Issue #1741, opened 2021-02-27
Add support for UUIDs to cats.effect.std


mpilquist:
Christopher's [fuuid](https://github.com/davenverse/fuuid) project is great. I'd love to have this built in to CE3, where we're encouraging folks to use capability traits and NOT pass `Sync` constraints around.

At minimum, we'd need a capability trait:
```scala
trait UUIDGen[F[_]]:
  def randomUUID: F[UUID]

object UUIDGen:
  given [F[_]: Sync] UUIDGen[F] with
    def randomUUID: F[UUID] = Sync[F].delay(UUID.randomUUID)
```

Some additional design decisions:
- Should we have our own wrapper class like `cats.effect.std.UUID`, which elides the unsafe constructors and operations?
- If so, should we name that `UUID` or `FUUID` or something else?
- Do we skip things like literal macros and integrations with libraries?

Wosin:
Happy to take a look at that.

mpilquist:
@Wosin Awesome, I assigned to you. Feel free to ask any questions here or on cats-effect-dev on Gitter.

chuwy:
Just a random (pun not intended) thought on this - it would be great to have a more general `Random` capability rather than UUID-specific, like [rng](https://github.com/NICTA/rng/), but more TF-like.

Wosin:
Hey @mpilquist, just a few things to clarify :) 
Were any such wrappers introduced in the past ? IMHO, this shouldn't be needed, but happy to discuss here, also IMHO if we were to introduce one I think we should keep the naming consistent and just call it `UUID`.
As for the last question, does the original lib have the literal macros ? I haven't seen that in the docs, but I may be wrong here. Adding that shouldn't be too big problem though.

djspiewak:
@chuwy We already have `Random` in the std module. :-)

chuwy:
Thanks @djspiewak, it looks awesome. I urgently need to get on CE3 train.

I'm wondering though why we'd have a separate `UUIDGen` capability then, if it's just a subset of `Random`

djspiewak:
Technically `Random` is more complex than `UUID`, meanwhile `UUID` offers some guarantees that `Random` doesn't.

Wosin:
@mpilquist What do You think about this comment ? https://github.com/typelevel/cats-effect/pull/1772#discussion_r593868748

[...]

PR #1772, opened 2021-03-09
Implement UUIDGen capability trait.

Wosin:
This PR implements UUIDGen capability trait as discussed in https://github.com/typelevel/cats-effect/issues/1741. 

The implementation is as simple as possible, not sure if we need any tests for that, but if so I will be happy to add that.
The issue mentions introducing potential literal macro, IMHO it's not a very commonly used feature, so I've just decided to skip it but If we want to have it anyway, again happy to add.

### DIFF
--- a/std/shared/src/main/scala/cats/effect/std/UUIDGen.scala
+++ b/std/shared/src/main/scala/cats/effect/std/UUIDGen.scala
@@ -1,16 +1,46 @@
+/*
+ * Copyright 2020-2021 Typelevel
+ *
+ * Licensed under the Apache License, Version 2.0 (the "License");
+ * you may not use this file except in compliance with the License.
+ * You may obtain a copy of the License at
+ *
+ *     http://www.apache.org/licenses/LICENSE-2.0
+ *
+ * Unless required by applicable law or agreed to in writing, software
+ * distributed under the License is distributed on an "AS IS" BASIS,
+ * WITHOUT WARRANTIES OR CONDITIONS OF ANY KIND, either express or implied.
+ * See the License for the specific language governing permissions and
+ * limitations under the License.
+ */
+
 package cats.effect.std
 
 import cats.effect.kernel.Sync
 
 import java.util.UUID
 
+/**
+ * A purely functional UUID Generator
+ */
 trait UUIDGen[F[_]] {
+
+  /**
+   * Generates a UUID in a pseudorandom manner.
+   * @return randomly generated UUID
+   */
   def randomUUID: F[UUID]
-  def fromString(uuidString: String)
+
+  /**
+   * Creates a UUID from standard String representation.
+   * @param uuidString a standard String UUID representation
+   * @return A UUID with specified value
+   */
+  def fromString(uuidString: String): F[UUID]
 }
 
 object UUIDGen {
   def randomUUID[F[_]: Sync]: F[UUID] = Sync[F].delay(UUID.randomUUID())
-  def fromString[F[_]: Sync](uuidString: String): F[UUID] = Sync[F].delay(UUID.fromString(uuidString))
+  def fromString[F[_]: Sync](uuidString: String): F[UUID] =
+    Sync[F].delay(UUID.fromString(uuidString))
 }
-
--- a/std/shared/src/main/scala/cats/effect/std/UUIDGen.scala
+++ b/std/shared/src/main/scala/cats/effect/std/UUIDGen.scala
@@ -1,0 +1,16 @@
+package cats.effect.std
+
+import cats.effect.kernel.Sync
+
+import java.util.UUID
+
+trait UUIDGen[F[_]] {
+  def randomUUID: F[UUID]
+  def fromString(uuidString: String)
+}
+
+object UUIDGen {
+  def randomUUID[F[_]: Sync]: F[UUID] = Sync[F].delay(UUID.randomUUID())
+  def fromString[F[_]: Sync](uuidString: String): F[UUID] = Sync[F].delay(UUID.fromString(uuidString))
+}
+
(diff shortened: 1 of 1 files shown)


vasilmkd:
Make sure to run `compile` in `sbt`, it will generate the needed license header. 😄

vasilmkd:
I guess you're going to have to run `scalafmtAll` in `sbt` as well. While we're at it, do you mind adding a basic scaladoc to this file? You can look at the other modules in `cats/effect/std` for inspiration.

Wosin:
> I guess you're going to have to run `scalafmtAll` in `sbt` as well. While we're at it, do you mind adding a basic scaladoc to this file? You can look at the other modules in `cats/effect/std` for inspiration.

Yeah, something actually went wrong with my git, so it was left in some weird half-state :<

std/shared/src/main/scala/cats/effect/std/UUIDGen.scala
```diff
@@ -0,0 +1,46 @@
...
+  /**
+   * Creates a UUID from standard String representation.
+   * @param uuidString a standard String UUID representation
+   * @return A UUID with specified value
+   */
+  def fromString(uuidString: String): F[UUID]
+}
+
+object UUIDGen {
+  def randomUUID[F[_]: Sync]: F[UUID] = Sync[F].delay(UUID.randomUUID())
```
catostrophe: These 2 methods should require `F[_] : UUIDGen` bound.

And the companion object should have:
```scala
implicit def fromSync[F[_] : Sync]: UUIDGen[F] = ???
```

std/shared/src/main/scala/cats/effect/std/UUIDGen.scala
```diff
@@ -0,0 +1,46 @@
...
+  def fromString[F[_]: Sync](uuidString: String): F[UUID] =
+    Sync[F].delay(UUID.fromString(uuidString))
+}
```
catostrophe, line 45: Can we also add this to the companion?
```scala
  def randomString[F[_]: Functor: UUIDGen]: F[String] = randomUUID[F].map(_.toString)
```

std/shared/src/main/scala/cats/effect/std/UUIDGen.scala
```diff
@@ -0,0 +1,46 @@
...
+   * @return randomly generated UUID
+   */
+  def randomUUID: F[UUID]
+
+  /**
+   * Creates a UUID from standard String representation.
+   * @param uuidString a standard String UUID representation
+   * @return A UUID with specified value
+   */
+  def fromString(uuidString: String): F[UUID]
```
catostrophe: This trait is a UUID _generator_. Does this method reflect the purpose of the trait? And if so, why is there no method for making a UUID from a byte array?

catostrophe: So maybe we should rename the trait and add some methods?

I also don't like the `Gen` suffix because it's used in `kernel` (yet, as a prefix) for generic type classes like `GenConcurrent`

std/shared/src/main/scala/cats/effect/std/UUIDGen.scala
Wosin: Sure, sounds reasonable.

std/shared/src/main/scala/cats/effect/std/UUIDGen.scala
Wosin: Yeah, I was kinda basing on https://github.com/davenverse/fuuid here. I had an idea to implement the byte array version too, but decided to skip it for now.

IMHO, if we are doing this it should cover all basic use-cases so I think including at least a `fromString` would be a good idea, but happy to discuss this  :)

djspiewak: I tend to think this is a bit out of scope. At the very least, I would have expected it to return `Option[UUID]`.

djspiewak (changes requested):

std/shared/src/main/scala/cats/effect/std/UUIDGen.scala
Wosin: Ok, will drop it and stick to `random` and `randomString`

std/shared/src/main/scala/cats/effect/std/UUIDGen.scala
Wosin: Hey, is that what You meant ? I think I didn't fully understand what You meant .

std/shared/src/main/scala/cats/effect/std/UUIDGen.scala
```diff
@@ -0,0 +1,49 @@
...
+   * Generates a UUID in a pseudorandom manner.
+   * @return randomly generated UUID
+   */
+  def randomUUID: F[UUID]
+
+  /**
+   * Generates a UUID in a pseudorandom manner and returns String representation of this UUID.
+   * @return randomly generated UUID string
+   */
+  def randomString: F[String]
```
catostrophe: I meant that the trait would have only `def randomUUID: F[UUID]`.
While `randomString` would be a method on the object.

Like:
```scala
object UUIDGen {
  def apply[F[_]](implicit ev: UUIDGen[F]): UUIDGen[F] = ev

  implicit def fromSync[F[_]: Sync]: UUIDGen[F] = new UUIDGen[F] {
    override def randomUUID: F[UUID] = Sync[F].delay(UUID.randomUUID())
  }

  def randomUUID[F[_]: UUIDGen]: F[UUID] = UUIDGen[F].randomUUID
  def randomString[F[_]: UUIDGen: Functor]: F[String] = randomUUID[F].map(_.toString)
}
```

Or we can just forget about it at all :)

Wosin: Cool, done!

mpilquist:
Where does this one stand?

= = = = =

PROBLEM TO SOLVE »
In the records above, how many lines hold "mind"? Only the number is wanted.

WRITTEN SOLUTION »
2